To Save at College, Leverage Your Flagship University

by Fred Siegmund

College Tuition - Weighing costs vs. degree

Every fall, U.S. News and World Report publishes its annual Best Colleges list, which includes current tuition and fees. This and other college guides are excellent sources of tuition information, but generally this is only the sticker price.

When it comes to tuition, the schools to watch are the state’s flagship public universities.

In Virginia, that is the University of Virginia; in Michigan, it is the University of Michigan; in California it is UC Berkeley and so on. Each state has at least one well respected state supported university.

Private Schools Will Cut Tuition for Excellence

Tuition at a state’s flagship university will be well below private colleges, and that includes private colleges with and without a national reputation of academic excellence.

Private schools do not get a legislative appropriation, so they must have higher tuition than state universities to meet their budgets. Higher tuition puts them at a disadvantage to attract the highest achieving students who can attend a state’s flagship university at much lower cost.

To attract excellent students, private colleges are willing to offer a combination of options that sound like scholarships or grants, but really amount to a tuition cut.

Know Your Local Tuition to Leverage Scholarships

The market competition for students makes tuition at flagship state universities the floor for discounted tuition offered to high GPA students. This is why the first thing you need to know is the tuition of your state’s flagship university.

For example, the published tuition for North Carolina residents at the University of North Carolina at Chapel Hill is $5,625, which becomes the benchmark tuition for North Carolina residents. If that is too much to pay, then expect other smaller and lesser known state colleges to have lower in-state tuition, or consider a junior college. Use the benchmark $5,625 as your maximum.

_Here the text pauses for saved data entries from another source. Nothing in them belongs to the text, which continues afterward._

PR #261, opened 2019-09-25
Added IsFiniteOp

maxbubula:


ngraph_bridge/ngraph_mark_for_clustering.cc
```diff
@@ -473,6 +474,7 @@ Status MarkForClustering(Graph* graph, const std::set<string> skip_these_nodes,
       type_constraint_map["HorovodBroadcast"]["T"] = NGraphNumericDTypes();
 #endif
       type_constraint_map["Identity"]["T"] = NGraphDTypes();
+      type_constraint_map["IsFinite"]["T"] = NGraphDTypes();
```
sayantan-nervana: https://github.com/tensorflow/tensorflow/blob/5dfacce7a7c73d1745d5c7af546d7846bdde0232/tensorflow/core/ops/math_ops.cc#L337

According to the line above, `IsFinite` acts on real types only, hence please use `NGraphRealDTypes`

https://github.com/tensorflow/ngraph-bridge/blob/master/ngraph_bridge/ngraph_utils.cc#L291

maxbubula: You are right, fixed.

Issue #4045, opened 2015-08-03
Sound effects no longer work under Windows 7 (DirectX)


MichaelDePiazzi:
PR #4010 has caused a regression - Sound effects no longer work under Windows 7 (for the DirectX build).

Further investigation reveals that SoundEffect(.XAudio).InitializeSoundEffect was swallowing an exception about being unable to load "xaudio2_8.dll". I found a post on the SharpDX forums discussing this issue (http://sharpdx.org/forum/5-api-usage/3334-xaudio2-unable-to-load-dll-xaudio2-8-dll). Long story short - It seems you need to use the DirectX11 SharpDX libraries for Windows 7. The DirectX11.1/11.2 libraries don't seem to be fully supported under Windows 7.

I did a quick hack to prove this by copying the SharpDX 2.6.3 DirectX11 libraries in. I also had to revert the changes made to SoundEffect.XAudio.cs after I did this to get it compiling. Sound effects started working again with these changes.

I'm more than happy to make a pull request for this. But I wasn't sure whether to use the SharpDX "DirectX11-net40" or the "DirectX11-Signed-net40" libraries though...

tomspilman:
> But I wasn't sure whether to use the SharpDX "DirectX11-net40" or the "DirectX11-Signed-net40" libraries though...

@mattleibow ???

MichaelDePiazzi:
@tomspilman I took a quick look at whether the previous SharpDX libraries being used for Windows Desktop were the signed (i.e. strong named) version.

The ones committed by mattleibow are the signed version (which makes sense as the SharpDX packages from NuGet are apparently all using the signed versions, and this is where he got it from). But the previous commit of the libraries (v2.5.1) were the standard version (I believe RayBatts committed these - https://github.com/Mono-Game/MonoGame.Dependencies/pull/6 / https://github.com/Mono-Game/MonoGame.Dependencies/pull/7).

So I guess that doesn't really help answer the question on which to use. And I can't really find any pros or cons to using either in MonoGame. But my opinion is that the standard libraries should be fine as they were being used prior to this. And there doesn't seem to be any particular reason that I can find to start using the signed versions in MonoGame.

mattleibow:
@tomspilman @MichaelDePiazzi It is probably better to use the signed versions everywhere, this allows for other libraries to be signed. For example, I know the CocosSharp team signs their library, and they had problems with the standard dlls.

mattleibow:
[...]

PR #4046, opened 2015-08-03
Fixup for DesktopGL Exit errors

cra0zy:
Fixes: #3540

Stuff done:
 - Fixes BadWindow, BadCursor and OpenTK: Failed to make context current errors
   - was occurring because of window getting Disposed before the rest of the things completed like disposing of Textures(which require a valid window handle), to fix it I close the window at the end of platform.Dispose() so that everything could complete correctly before exiting.
 - Fixes AL Sources Error
   - whoever wrote the code didn't dispose of the sources at the end... nothing major
 - Fixes AL Device Not Closed error
   - was occurring because of the BadWindow and BadCursor errors were stopping dispose from completing
 - Fixed native stacktrace error
   - was occurring because of _toolkit.Dispose()... it's an error within OpenTK, but since _toolkit was an unused variable I just removed it


MonoGame.Framework/Desktop/OpenTKGamePlatform.cs
```diff
@@ -88,13 +88,11 @@ class OpenTKGamePlatform : GamePlatform
 		private OpenALSoundController soundControllerInstance = null;
         // stored the current screen state, so we can check if it has changed.
         private bool isCurrentlyFullScreen = false;
-        private Toolkit toolkit;
         private int isExiting; // int, so we can use Interlocked.Increment
         
 		public OpenTKGamePlatform(Game game)
             : base(game)
         {
-            toolkit = Toolkit.Init();
```
tomspilman: Did this init call really do nothing?

cra0zy: For us it does nothing.

Also from what I read Toolkit is only used if we are combining OpenTK with something else, which we are not.

http://www.opentk.com/files/doc/class_open_t_k_1_1_toolkit.html
> You must call this method if you are combining OpenTK with a third-party windowing toolkit (e.g. GTK#).

tomspilman: Good catch!

cra0zy:
@tomspilman Just FYI, it seems that error 1 could still occur with AMD driver on Linux (Linux usually has 2 graphics drivers, 1 open source and 1 from graphics card manufacturer, and I usually switch between them weekly), so I just modified Dispose method of OpenTKGamePlatform.cs a bit to fix it.

cra0zy:
@tomspilman Can this be merged, I want to submit a PR that will also modify OpenTKGameWindow.cs and I don't want to create conflicts with this one.

MonoGame.Framework/Desktop/OpenTKGameWindow.cs
```diff
@@ -210,39 +214,51 @@ private void Keyboard_KeyDown(object sender, OpenTK.Input.KeyboardKeyEventArgs e
...
 
         internal void ProcessEvents()
         {
-            UpdateBorder();
-            Window.ProcessEvents();
-            UpdateWindowState();
-            HandleInput();
+            lock (window)
+            {
+                if (window == null)
```
tomspilman: What is the goal here?

If `window` is initialized after the `lock` but before the `if` check then it will do the work without locking.

cra0zy: Yea, you are right, but when I thought about it null check is actually useless there now because of some changes I did after I added it originally.

lock is there because resize event also modifies window so that those two don't conflict.

cra0zy:
@tomspilman Can this be merged?

tomspilman:
Anyone have some time to test this?  Ideally someone that uses the OpenTK path in a windowed game that can resize.

cra0zy:
This PR doesn't change any resize behavior....only fixes some stuff during game exit

paewie:
@tomspilman I can test this further (window resizing, OpenGL platforms - did you mean that with "OpenTK path"?) since I am/was experiencing those problems every time on every platform.
I will do so tomorrow or the day after. I will report what happened, if it's helping ;)
@cra0zy Great fix btw. Was getting annoying :) Hopefully this works for me :)

cra0zy:
Again... this does not change any behavior to window resizing....

paewie:
@cra0zy I read that ;) Just offering what was demanded :D

paewie:
Hasn't this fix already been merged into the development branch or did I get something wrong? Because using the development branch build I still experience the same error and some other things that should be fixed (related to their respective issue reports: #4045, fix #4057). I'm feeling like I did something wrong here -.-
Also the Content Pipeline confused me since there are three Linux build targets right now and no WindowsGL anymore (I know of #3831, also the MonoGame.Framework.dll's description is speaking of "all OpenGL Desktop Platforms", but three Linux targets?). One of the Linux targets got my content running on WindowsGL, but still "Failed to make Context 131072 current. Error:6" on exit...
So is this my fault or did I just miss something?

cra0zy:
1) This is not merged yet, it's not in the development branch
2) I noticed the 3 Linux thing bug, #3900 fixes it, kind of, the reason why it occurs is because WindowsGL and Linux enums are pointing to DesktopGL, which are all actually the same value
3) To actually test this PR use: http://teamcity.monogame.net/viewLog.html?buildId=9457&buildTypeId=MonoGame_DevelopWin&tab=artifacts&guest=1

paewie:
Okay, thanks for the info. Guess I'm not really good with GitHub...
I should try The WindowsGL binary i guess?

paewie:
Sadly, neither the WindowsGL nor the Linux MonoGame.Framework.dll did the trick for me. I can't say anything about things on Linux right now.

cra0zy:
Ups, I gave you the bad link, the correct link is: http://teamcity.monogame.net/viewLog.html?buildId=9535&buildTypeId=MonoGame_DevelopWin&tab=artifacts&guest=1

paewie:
xD Okay. But even with the new link stuff crashes.

paewie:
Oops, wait a secons...

cra0zy:
You made me paranoid so I had to switch to Windows and test for exit errors....:
ao

Anyway, just for clarification, now that you used the OpenTK from this branch, you don't have any exit errors?

paewie:
I'm testing every possible combination with the development branch right now...
But till now (using the development Framework and your OpenTK) I still run into those errors. I could try creating a test project, not trying with my current one...

paewie:
Actually I noticed some differences between Win7 and Win10 related to .NET. Since I see you are using Win10 there could be a difference there. I could try that, too...

paewie:
gce

cra0zy:
You need to be using both OpenTK and MonoGameFramework from: http://teamcity.monogame.net/viewLog.html?buildId=9535&buildTypeId=MonoGame_DevelopWin&tab=artifacts&guest=1#!6v3tsaej1vib,-936904oqgja0

Did you remember to cleanup or do rebuild instead of build?

Also can you give me teamviewer access so I can see whats wrong?

paewie:
I just deleted my whole \bin subdir... Nothing. I now double check using the files from the last link you gave me, deleted \bin again. Again: "Error 6"
We could talk about TeamViewer, but not in public xD

cra0zy:
I won't be needing teamviewer

I found out something, the error does not occur with Xamarin Studio, but does occur with Visual Studio. Don't know why yet, I'll look into it now.

paewie:
Okay. Well on Linux as far as I remember MonoDevelop doesn't care about what happens during GC. Xamarin Studio and MonoDevelop are quite similar, aren't they (sharing some base sources etc.)?

cra0zy:
Xamarin Studio is MonoDevelop with few extra extensions.

paewie:
Could it be the Cisual Studio host process? Since my binary seems to work fine by just launching it without VS

cra0zy:
@paewie Try http://teamcity.monogame.net/viewLog.html?buildId=10089&buildTypeId=MonoGame_DevelopWin&tab=artifacts

paewie:
@cra0zy Works perfectly with vshost enabled. Thank you for your great work on that :)
May I ask what the problem was?

paewie:
Damn it xD When hitting the window's exit button SOMETIMES (like every 10 or 20 exits) the OpenTK Errors 2000 or 0 (same description) occur.

cra0zy:
> Damn it xD When hitting the window's exit button SOMETIMES (like every 10 or 20 exits) the OpenTK Errors 2000 or 0 (same description) occur. More likely the 2000 one.

Look at the bright side... there aren't a lot of other exit errors now so we can actually see some exit errors which we wouldn't be able to see otherwise xD

paewie:
Nice point of view xD
But it is much more relaxed now. You don't have to tell VS that everything's fine and you know that that happens ;P
So that far it's a nice fix.

cra0zy:
Tomorrow I'll look into the new error as well as look into making MonoGameGL work correctly with 2 windows.

cra0zy:
@Frassle @thefiddler Is there any way to check if the window handle is valid using OpenTK?

Frassle:
I'd think it should be valid until disposed. Where are you planning on checking for validity?

cra0zy:
Here: https://github.com/cra0zy/MonoGame/blob/otkerrorfixups/MonoGame.Framework/Threading.cs#L203

The problem is that after the game exits, it's gonna dispose the window and than start disposing all the resources, and since the window handle is no longer valid, it's gonna crash.

Frassle:
Wait so maybe I'm confused here but either,
A) You know you've disposed it so assume its invalid
B) You need it valid so make sure you don't dispose it
?

I don't see why you want an internal poke to check the handle validity.

cra0zy:
Well... you gave me an idea:

Currently the window gets destroyed by GC, but the handle stays in Threading.cs, so theoretically speaking if I made Threading.cs keep the window variable instead of window handle I should be able to dispose of it after everything else, will try it out later.

Thanks @Frassle

Frassle:
That sounds like a much cleaner approach :+1:

cra0zy:
I found what the problem was \o/ 

It was the fact that if window.UpdateEvents isn't called, window gets auto destroyed, so just made RunLoop continue a bit longer and vala, no exit error.

 #4153

PR #4049, opened 2015-08-04
Fixed sample length for SoundEffect.FromStream (Windows DirectX)

MichaelDePiazzi:
SoundEffect.FromStream is currently using the wrong sample length (in the Windows DirectX build). It's currently using the length in bytes, when it needs to use the length in samples. The effect of this is that sound effects loaded with FromStream play for too long (and usually end up playing bits of other sound effects).

There was some code correcting for this at some point, but this was removed in PR #3638 because XNB sound effect lengths are already specified in samples.

So this PR calculates the correct length in samples only when using SoundEffect.FromStream. It won't affect loading of XNB sound effects.

### DIFF
--- a/MonoGame.Framework/Audio/SoundEffect.XAudio.cs
+++ b/MonoGame.Framework/Audio/SoundEffect.XAudio.cs
@@ -125,10 +125,11 @@ namespace Microsoft.Xna.Framework.Audio
         {
             var soundStream = new SoundStream(s);
             var dataStream = soundStream.ToDataStream();
+            var sampleLength = (int)(dataStream.Length / ((soundStream.Format.Channels * soundStream.Format.BitsPerSample) / 8));
             CreateBuffers(  soundStream.Format,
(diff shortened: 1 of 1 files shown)


KonajuGames:
Thanks @MichaelDePiazzi . Merging.

SteveDunn:
I've just installed 3.5.0.1433 and the problem still exists

MichaelDePiazzi:
@SteveDunn This is an old pull request that has already been merged some time ago. If you are having a similar problem with the latest build of MonoGame, then please create a new issue with as many details as you can provide (e.g. description of the problem, format of the audio you're using, OS you're using, etc.). That way you've got the best chance of people seeing your issue and being able to help with it.

SteveDunn:
@MichaelDePiazzi - I'll see if I can fix it myself and create another pull request

MichaelDePiazzi:
@SteveDunn Cool, even better! :)

PR #4050, opened 2015-08-04
Only write out GL extensions to Application Output if it's a DEBUG build

cra0zy:
It really clogs up application output to have to always see all the possible GL extensions.


tomspilman:
Seems reasonable for now.  Eventually we may want to add some callback which reports graphics device diagnostic info like this so that users can easily include it in a crash log.

cra0zy:
@tomspilman Can you make me be able to login to community.monogame.net, I've reinstalled my systems few days ago and can't login now(I get a message "Your account has not been approved by a staff member yet. You will be sent an email when it is approved.").

tomspilman:
@cra0zy - Should be fixed.

cra0zy:
Thanks!!!

PR #4055, opened 2015-08-05
[Win Pipeline] Use window color for menubar if on Windows 10

cra0zy:
Just thought it looked a bit ugly, had to change it...

For the question why didn't I use "System.Environment.OSVersion" to check if the OS is Windows 10, that's easy to answer, that would give me a result of Windows 8:

> Applications not manifested for Windows 8.1 or Windows 10 will return the Windows 8 OS version value (6.2). 

https://msdn.microsoft.com/en-ca/library/windows/desktop/ms724832(v=vs.85).aspx

### DIFF
--- a/Build/GenerateProject.CSharp.xslt
+++ b/Build/GenerateProject.CSharp.xslt
@@ -598,6 +598,15 @@
       </xsl:when>
     </xsl:choose>
     </PropertyGroup>
+	<xsl:choose>
+      <xsl:when test="/Input/Properties/ApplicationManifest">
+        <PropertyGroup>
+            <ApplicationManifest>
+                <xsl:value-of select="/Input/Properties/ApplicationManifest" />
+            </ApplicationManifest>
+        </PropertyGroup>
+      </xsl:when>
+    </xsl:choose>
   </xsl:template>
 
   <xsl:template name="NativeBinary"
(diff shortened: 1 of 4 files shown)


KonajuGames:
If an application has a manifest for Windows 10, will it still run on 8 or 8.1?

cra0zy:
> If an application has a manifest for Windows 10, will it still run on 8 or 8.1?

It should run:

> Manifesting the .exe for Windows 8.1 or Windows 10 will not have any impact when run on previous operating systems. You can also add this to your .rc file if you already have it defined.

https://msdn.microsoft.com/en-ca/library/windows/desktop/dn481241(v=vs.85).aspx

KonajuGames:
Could we do that rather than a string check on the OS name? It feels like
the better solution to me.

tomspilman:
This sort of hack is usually why old versions of software break on newer versions of windows.  We really should not be doing OS version checks and changing code.

What are we trying to fix here?

cra0zy:
> Could we do that rather than a string check on the OS name? It feels like
> the better solution to me.

Didn't find anything in Protobuild about setting application manifests....

cra0zy:
> What are we trying to fix here?

https://msdn.microsoft.com/en-ca/library/windows/desktop/dn481241(v=vs.85).aspx

cra0zy:
@KonajuGames I've done what you've asked

KonajuGames:
Merging. Thanks @cra0zy.

PR #4058, opened 2015-08-06
Added Content Pipeline Extension Project

### LINKED ISSUE #3164: Add Content Pipeline Extension Template for VS
We should add a VS template for custom content pipeline extensions (processors, importers, etc).  This would be similar to the XNA "Content Pipeline Extension Library" template except aimed at the new MonoGame content pipeline.

mattiascibien:
Added a project for creating a content pipeline extension, refrences assemblies from the MGCB directory. I could not provide a Icon since I cannot draw at all.

Fixes #3164.


ProjectTemplates/VisualStudio2010/ContentPipelineExtension/Properties/AssemblyInfo.cs
```diff
@@ -0,0 +1,36 @@
...
+
+// General Information about an assembly is controlled through the following 
+// set of attributes. Change these attribute values to modify the information
+// associated with an assembly.
+[assembly: AssemblyTitle("$safeprojectname$")]
+[assembly: AssemblyDescription("")]
+[assembly: AssemblyConfiguration("")]
+[assembly: AssemblyCompany("Hewlett-Packard")]
+[assembly: AssemblyProduct("$safeprojectname$")]
+[assembly: AssemblyCopyright("Copyright © Hewlett-Packard 2015")]
```
tomspilman: Can you fix this file....  it should look more like this:

https://github.com/mono/MonoGame/blob/develop/ProjectTemplates/VisualStudio2010/Windows/Properties/AssemblyInfo.cs

tomspilman:
@KonajuGames - Thoughts?  What about the "data" assembly that is shared between the game and the pipeline?  Should we have a separate MonoGame library project or add something to this template?  Or should we just ignore the issue?

ProjectTemplates/VisualStudio2010/ContentPipelineExtension/Properties/AssemblyInfo.cs
mattiascibien: No problem. Sorry if I missed it.

mattiascibien:
@tomspilman I have uploaded the requested fixes, should I squash commits?

tomspilman:
> should I squash commits?

If you want...  don't think it would hurt anything.

mattiascibien:
@tomspilman ok :) thanks

mattiascibien:
@tomspilman Should I also add a content writer inside the project?

dellis1972:
@mattiascibien the Xamarin Studio template is very similar to this you can take a look at the code 

https://github.com/mono/MonoGame/blob/develop/IDE/MonoDevelop/MonoDevelop.MonoGame/templates/

I think its mostly the same, the only real difference is the XS on used the PCL Nuget's for references. But I guess as long as the "MonoGame" are not shipped with the Extension it will work on Mac/Linux and Windows fine.

KonajuGames:
This adds the project templates for VS2010, but does the installer also needs to be modified to copy them into the right location.  How about VS2012, VS2013 and VS2015?

dellis1972:
@KonajuGames it should pick them up other wise there would be no templates in VS2015 as there is currently only one :)

mattiascibien:
@dellis1972 do you think there will be needed more modifications in here?

dellis1972:
@mattiascibien I don't think so.. as long as the XS/VS template do the same thing it will be cool. It would be nice if this was a PCL like the XS one and referenced the Pipeline PCL nuget package, but I don't think its a major issue :)

KonajuGames:
I'll merge this then.  Thanks @mattiascibien.

mattiascibien:
Great @KonajuGames :)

If $5,625 is not too much to pay, a student with a high GPA can apply to any number of out of state private schools and plan to get, or hold out for, an offer around $5,625.00. Colleges now generally request a list of other college applications. It is a good idea to tell them, and as a bargaining strategy to include your state’s flagship university on the list.

There was a time when parents would tell the kids to “Study and you’ll get into a good college.” Now it should be “Study and we’ll save a bundle.”

Private colleges will cut their price for good students; make it be you.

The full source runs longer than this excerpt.